Every action has an equal and opposite reaction. When a motor accelerates, it creates a torsional force on the shaft in the direction of applied torque, while the housing exhibits an identical torque in the opposite direction. If the motor is mounted directly on the center of the rear axle, it will apply torque to the drive wheels to create forward thrust. This causes the front end to lift, causing a "wheelie". Of course, this is also observed with vehicles having a motor rotating on the axis of thrust, but its torque is delivered to the frame or the axle in the direction of rotation, which adds force on the wheels on one side and reduces force on the other. 

With a standard differential, the driveshaft delivers the rotational torque it the point where the differential changes the direction of rotation, and thus delivers this force unequally to the drive wheels.

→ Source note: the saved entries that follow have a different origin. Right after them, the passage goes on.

Issue #2724, opened 2019-09-17
Fix warnings in Microsoft.Data.DataFrame


eerhardt:
Today we have to turn off warnings as errors, because we have the following warnings in the DataFrame library

```
BaseColumn.BinaryOperations.cs(13,35): error CS0660: 'BaseColumn' defines operator == or operator != but does not override Object.Equals(object o) [/home/eerhardt/git/corefxlab/src/Microsoft.Data/Microsoft.Data.DataFrame.csproj]
BaseColumn.BinaryOperations.cs(13,35): error CS0661: 'BaseColumn' defines operator == or operator != but does not override Object.GetHashCode() [/home/eerhardt/git/corefxlab/src/Microsoft.Data/Microsoft.Data.DataFrame.csproj]
DataFrame.BinaryOperations.cs(13,26): error CS0660: 'DataFrame' defines operator == or operator != but does not override Object.Equals(object o) [/home/eerhardt/git/corefxlab/src/Microsoft.Data/Microsoft.Data.DataFrame.csproj]
DataFrame.BinaryOperations.cs(13,26): error CS0661: 'DataFrame' defines operator == or operator != but does not override Object.GetHashCode() [/home/eerhardt/git/corefxlab/src/Microsoft.Data/Microsoft.Data.DataFrame.csproj]
```

We should fix these warnings and turn back on warnings as errors.

/cc @pgovind

PR #2750, opened 2019-10-15
Remove comparison operators on DataFrame and *Column

pgovind:
Also modifies `And`, `Or`, and `Xor` to take only bool params
Also fixes https://github.com/dotnet/corefxlab/issues/2724 as a result


src/Microsoft.Data/BaseColumn.BinaryOperators.cs
```diff
@@ -371,67 +311,6 @@ public abstract partial class BaseColumn
...
-        {
-            return column.And(value);
-        }
-
-        public static BaseColumn operator &(BaseColumn column, ushort value)
-        {
-            return column.And(value);
-        }
-
         public static BaseColumn operator |(BaseColumn left, BaseColumn right)
```
pgovind: Maybe this should change to take `PrimitiveColumn<bool>` as its parameters and also return a `PrimitiveColumn<bool>`?

src/Microsoft.Data/BaseColumn.BinaryOperators.tt
```diff
@@ -20,34 +20,27 @@ namespace Microsoft.Data
...
         {
             return column.<#=method.MethodName#>(value);
         }
-
-<# } #>
-<# } else if (method.MethodType == MethodType.ComparisonScalar) { #>
+<# } else { #>
 <# foreach (TypeConfiguration type in typeConfiguration) { #>
-        public static PrimitiveColumn<bool> operator <#=method.Operator#>(BaseColumn column, <#=type.TypeName#> value)
+        public static BaseColumn operator <#=method.Operator#>(BaseColumn column, <#=type.TypeName#> value)
```
pgovind: The diff algorithm is just doing a bad job here. They are independent changes

src/Microsoft.Data/DataFrame.BinaryOperations.cs
```diff
@@ -332,7 +326,7 @@ public DataFrame RightShift(int value, bool inPlace = false)
             }
             return retDataFrame;
         }
-        public DataFrame Equals<T>(IReadOnlyList<T> values)
+        public DataFrame PairwiseEquals<T>(IReadOnlyList<T> values)
```
pgovind: Does `Elementwise` sound better than `Pairwise`?

src/Microsoft.Data/Microsoft.Data.DataFrame.csproj
```diff
@@ -4,8 +4,6 @@
     <TargetFramework>netstandard2.0</TargetFramework>
     <LangVersion>7.3</LangVersion>
     <AllowUnsafeBlocks>true</AllowUnsafeBlocks>
-    <!-- TODO: Remove this https://github.com/dotnet/corefxlab/issues/2724 -->
```
pgovind: Now that the `==` operators are being removed, we can delete this

eerhardt: Let's close that issue when this gets checked in then. Now that warnings as errors are turned on, we shouldn't add any more warnings to this library.

tests/Microsoft.Data.DataFrame.Tests/DataFrameTests.cs
```diff
@@ -1624,7 +1572,7 @@ public void TestClone()
         public void TestColumnCreationFromExisitingColumn()
         {
             DataFrame df = MakeDataFrameWithAllColumnTypes(10);
-            PrimitiveColumn<bool> bigInts = new PrimitiveColumn<bool>("BigInts", df["Int"] > 5);
+            PrimitiveColumn<bool> bigInts = new PrimitiveColumn<bool>("BigInts", df["Int"].PairwiseGreaterThan(5));
```
eerhardt: Do you have any thought about `Elementwise` vs. `Pairwise`?

For some reason, I think I lean towards `Elementwise`, because when we do operators (like add, multiply) those will be named ElementwiseMultiply.

eerhardt: In Pandas docs, they say element-wise:

[https://pandas.pydata.org/pandas-docs/stable/reference/api/pandas.DataFrame.lt.html](https://pandas.pydata.org/pandas-docs/stable/reference/api/pandas.DataFrame.lt.html)

---
In reply to: [335140660](https://github.com/dotnet/corefxlab/pull/2750#discussion_r335140660) [](ancestors = 335140660)

src/Microsoft.Data/BaseColumn.BinaryOperations.cs
```diff
@@ -72,8 +72,7 @@ public virtual BaseColumn And(BaseColumn column, bool inPlace = false)
             throw new NotImplementedException();
         }
 
-        public virtual BaseColumn And<T>(T value, bool inPlace = false)
-            where T : unmanaged
+        public virtual BaseColumn And(bool value, bool inPlace = false)
```
eerhardt: Can I only get back a `PrimitiveColumn<bool>` from this method?

pgovind: Yes, it only returns a `PrimitiveColumn<bool>`. You are thinking about marking the return type PrimitiveColumn<bool> correct?

tests/Microsoft.Data.DataFrame.Tests/DataFrameTests.cs
pgovind: I had the same question. Change it to `Elementwise` now

src/Microsoft.Data/BaseColumn.BinaryOperations.cs
eerhardt: I think that makes sense. Especially since we are changing the input type to `bool`.

src/Microsoft.Data/BaseColumn.BinaryOperators.cs
pgovind: Unfortunately no, because we can't specialize this template. If I changed all the `BaseColumn` here to `PrimitiveColumn<bool>`, the compiler will complain that the overload should contain at least one defining type. Also, `PrimitiveColumn<T>` is a different type than `PrimitiveColumn<bool>`, so I can't overload this in `PrimitiveColumn.cs` either. I don't think I can define an extension method that accepts a `PrimitiveColumn<bool>` either, but I'm not certain yet.

src/Microsoft.Data/ColumnArithmeticTemplate.ttinclude
```diff
@@ -114,18 +114,18 @@
...
-        new MethodConfiguration("NotEquals", MethodType.ComparisonScalar, "!="),
-        new MethodConfiguration("GreaterThanOrEqual", MethodType.Comparison, ">=", isNumeric:true),
-        new MethodConfiguration("GreaterThanOrEqual", MethodType.ComparisonScalar, ">=", isNumeric:true),
-        new MethodConfiguration("LessThanOrEqual", MethodType.Comparison, "<=", isNumeric:true),
-        new MethodConfiguration("LessThanOrEqual", MethodType.ComparisonScalar, "<=", isNumeric:true),
-        new MethodConfiguration("GreaterThan", MethodType.Comparison, ">", isNumeric:true),
-        new MethodConfiguration("GreaterThan", MethodType.ComparisonScalar, ">", isNumeric:true),
-        new MethodConfiguration("LessThan", MethodType.Comparison, "<", isNumeric:true),
-        new MethodConfiguration("LessThan", MethodType.ComparisonScalar, "<", isNumeric:true),
+        new MethodConfiguration("ElementwiseEquals", MethodType.Comparison, "=="),
```
eerhardt: (minor) do we still need the operator here now that we are removing it?

src/Microsoft.Data/DataFrame.BinaryOperations.cs
eerhardt: I think so.... but honestly, I'm not super excited about either. `Elementwise` is probably best for now.

---
In reply to: [335084385](https://github.com/dotnet/corefxlab/pull/2750#discussion_r335084385) [](ancestors = 335084385)

src/Microsoft.Data/StringColumn.BinaryOperations.cs
```diff
@@ -42,9 +42,8 @@ public override BaseColumn Add<T>(T value, bool inPlace = false)
             return ret;
         }
 
-        public override PrimitiveColumn<bool> Equals(BaseColumn column)
+        public override PrimitiveColumn<bool> ElementwiseEquals(BaseColumn column)
```
eerhardt: Does the ArrowStringColumn not have this?

src/Microsoft.Data/ColumnArithmeticTemplate.ttinclude
pgovind: Removed

src/Microsoft.Data/StringColumn.BinaryOperations.cs
pgovind: Not yet. Filed https://github.com/dotnet/corefxlab/issues/2754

Some vehicles use a "torque tube", which is mounted to the motor and/or frame near the motor, so that the torque is applied at that point rather than the drive wheels.
http://en.wikipedia.org/wiki/Torque_tube

The torque effect is not much noticed on four wheel vehicles used for normal driving purposes, and many newer vehicles have transverse mounted engines and front transaxles that pretty much eliminate this effect. But it is a factor for high performance vehicles, and also for motorcycles. There is a reason why you don't see many motorcycles with longitudinally mounted engines, although they do exist:
http://www.eng-tips.com/viewthread.cfm?qid=293190

Actually, the torque of a transverse mounted motor due to acceleration is probably insignificant compared to the forces of accelerating the vehicle, which will always tend to lift the nose up. The acceleration of the rotational mass of the motor's rotor is fairly small, but the direction of this force could be made more advantageous by using power transmission components that rotate the drive wheels in a direction opposite to the motor's rotation.


----------



## dcb (Dec 5, 2009)

been a few sidewinder dragsters over the ages, use the rotating inertia to push down on the rear, they didn't really pan out.

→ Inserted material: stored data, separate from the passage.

PR #2752, opened 2019-10-15
Operator overloads

pgovind:
For https://github.com/dotnet/spark/pull/277


src/Microsoft.Data/BaseColumn.BinaryOperators.cs
```diff
@@ -92,66 +157,131 @@ public abstract partial class BaseColumn
...
+        }
+
         public static BaseColumn operator -(BaseColumn column, byte value)
         {
             return column.Subtract(value);
         }
 
+        public static BaseColumn operator -(byte value, BaseColumn column)
+        {
+            return column.Subtract(value);
```
pgovind: This is wrong.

http://www.jalopyjournal.com/forum/...erse-engine-dragster-avoid-wheelstand.813228/


----------



## major (Apr 4, 2008)

PStechPaul said:


> Actually, the torque of a transverse mounted motor due to acceleration is probably insignificant compared to the forces of accelerating the vehicle, which will always tend to lift the nose up. The acceleration of the rotational mass of the motor's rotor is fairly small, but the direction of this force could be made more advantageous by using power transmission components that rotate the drive wheels in a direction opposite to the motor's rotation.


I don't buy into it. You have the angular momentum of the motor rotor and the change in that w/r/t time is torque which is summed (+ or -) with developed torque and delivered to the wheels for the resulting tractive effort. The direction of rotation of motor rotor w/r/t wheels is irrelevant to the reaction torque on the chassis around the drive axle and resulting lifting force on the nose.


----------



## dcb (Dec 5, 2009)

imagine you start a motor on the bench, the housing rocks in the direction opposite of shaft rotation (because the rotor has mass), that is all that sidewinder can do, get a little extra push from accelerating the rotor mass, only while it is accelerating (and used to push down on the rear, not the front).

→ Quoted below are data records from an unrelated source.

PR #2753, opened 2019-10-16
More operator overloads

pgovind:
Enable expressions such as `1 + df`
For dotnet/spark#277

Should be a straightforward review

### DIFF
--- a/src/Microsoft.Data/BaseColumn.BinaryOperations.cs
+++ b/src/Microsoft.Data/BaseColumn.BinaryOperations.cs
@@ -23,12 +23,24 @@ namespace Microsoft.Data
             throw new NotImplementedException();
         }
 
+        internal virtual BaseColumn Add<T>(T value, bool inPlace = false, bool reverseOrderOfOperations = false)
+            where T : unmanaged
+        {
+            throw new NotImplementedException();
+        }
+
         public virtual BaseColumn Subtract(BaseColumn column, bool inPlace = false)
         {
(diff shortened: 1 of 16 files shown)


src/Microsoft.Data/BaseColumn.BinaryOperations.cs
```diff
@@ -23,6 +23,12 @@ public virtual BaseColumn Add<T>(T value, bool inPlace = false)
             throw new NotImplementedException();
         }
 
+        internal virtual BaseColumn Add<T>(T value, bool inPlace = false, bool reverseOrderOfOperations = false)
```
eerhardt: 2 concerns about this:

1. I don't really like the `reverseOrderOfOperations` parameter. It feels like this might be better served as 2 static functions: one that takes `Column, T` and another that takes `T, Column`.
2. Since this is internal, the only public way of calling this function is through the operator, which is against [https://docs.microsoft.com/en-us/dotnet/standard/design-guidelines/operator-overloads](https://docs.microsoft.com/en-us/dotnet/standard/design-guidelines/operator-overloads)

> ✓ CONSIDER providing methods with friendly names that correspond to each overloaded operator.
Many languages do not support operator overloading. For this reason, it is recommended that types that overload operators include a secondary method with an appropriate domain-specific name that provides equivalent functionality.

pgovind:
Closing this for now. It might require a bigger change, and I'd rather do it after I address the first round of API review feedback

However, having the rotor fore-aft provides some gyroscopic force longitudinally which also helps keep things level, whereas transverse doesn't. But it isn't a lot, otherwise trying to lift the nose would turn the car sideways.


----------



## John Metric (Feb 26, 2009)

I saw one of the side winder dragsters in the Garlits musuem while I was in Ocala to watch the latest attempt to go 200mph. My mouth dropped open when I saw the side winder gear box was made by none other than the guys making my new overdrive unit. Wow, that was 50 years ago too. My new gear box is going to have a 10" drop, 1:2 full time overdrive and up to four motor input shafts into one or two output shafts. It would also make a nice tractor puller, monster truck gear box, etc...
We will be putting two Transpulse9 and two Impulse9 motors into one overdriven output shaft. That will feed a Lenco 3 speed transmission which I already own and a 4.56 rear gear.
So far ready to go is
The dragster roller
The two impulse motors
The battery from AnB or DCP
The controllers from AnB or DCP
The DC/DC converter from AnB
The contactors and fuses from AnB
Waiting on the gearbox to be completed
Waiting on the two TransImpulse9 to be built.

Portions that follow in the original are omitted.